The third challenge lies in investing and integrating Europe’s defense industry. The report gives a brutally frank assessment of the poor state of Europe’s defense industrial sector. Analyzing the sector through an economist’s lens, Draghi highlights the sector’s intense fragmentation when what it needs is scale and demand aggregation. Like the EU Defense Industrial Strategy, Draghi also highlights the amount of money spent on procurement outside of the European Union, which is as high as 80 percent. The report calls for more EU funding and an EU Defense Industry Authority to procure on behalf of EU countries, thereby aggregating demand and taking advantage of economies of scale.

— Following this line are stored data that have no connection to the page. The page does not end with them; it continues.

PR #95, opened 2022-09-21
Update shim dependencies

mxpv:
This PR updates shim dependencies (updates ttrpc to latest versions).
Since TTRPC is now using latest protobuf 3.1, there is some migration work.

Close https://github.com/containerd/rust-extensions/pull/93 https://github.com/containerd/rust-extensions/pull/92 https://github.com/containerd/rust-extensions/pull/91 https://github.com/containerd/rust-extensions/pull/82


crates/runc-shim/src/synchronous/container.rs
```diff
@@ -21,6 +21,7 @@ use std::os::unix::io::{AsRawFd, FromRawFd};
 use std::path::Path;
 use std::sync::mpsc::{sync_channel, Receiver, SyncSender};
 
+use containerd_shim::protos::protobuf::EnumOrUnknown;
```
Burning1020, line 24: should we make a rule of referencing packages order, like std/3rd/self

crates/shim-protos/src/shim/mod.rs
```diff
@@ -13,3 +13,6 @@ pub mod shim_ttrpc_async;
 pub(crate) mod empty;
 pub(crate) mod mount;
 pub(crate) mod task;
+
+mod fieldpath;
+mod gogo;
```
Burning1020, line 18: public or not?

crates/shim/src/cgroup.rs
```diff
@@ -109,19 +109,19 @@ pub fn collect_metrics(pid: u32) -> Result<Metrics> {
         match sub_system {
             Subsystem::CpuAcct(cpuacct_ctr) => {
                 let mut cpu_usage = CPUUsage::new();
-                cpu_usage.set_total(cpuacct_ctr.cpuacct().usage);
+                cpu_usage.total = cpuacct_ctr.cpuacct().usage;
                 let mut cpu_stat = CPUStat::new();
-                cpu_stat.set_usage(cpu_usage);
-                metrics.set_cpu(cpu_stat);
+                cpu_stat.usage = Some(cpu_usage).into();
```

The report also calls for a European preference principle to “buy European” that could come with incentives—a recommendation that will make U.S. defense companies nervous.

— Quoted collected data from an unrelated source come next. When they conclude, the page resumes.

PR #96, opened 2022-09-23
Validate Rust docs on CI

mxpv:
This will validate documentation on CI (and makes sure rust doc doesn't fail).


Burning1020:
Lgtm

Fourth, on economic security, the report stresses the need for greater EU strategic autonomy and economic security to reduce susceptibility to economic coercion by third countries. This requires increased defense spending, a more autonomous defense industry, and a policy for securing critical minerals. While acknowledging the high costs of autonomy, Draghi suggests mitigating these through cooperation among member states and trade agreements with non-EU member countries. The report also proposes a “foreign economic policy” that involves joint investments and purchases based on the European Union’s large internal market. Contrary to U.S. protectionism, Draghi supports free trade agreements as tools to enhance security and derisking.

Financing the Plan

Draghi quantifies the additional annual investment needs at over €800 billion, or about 5 percent of EU GDP.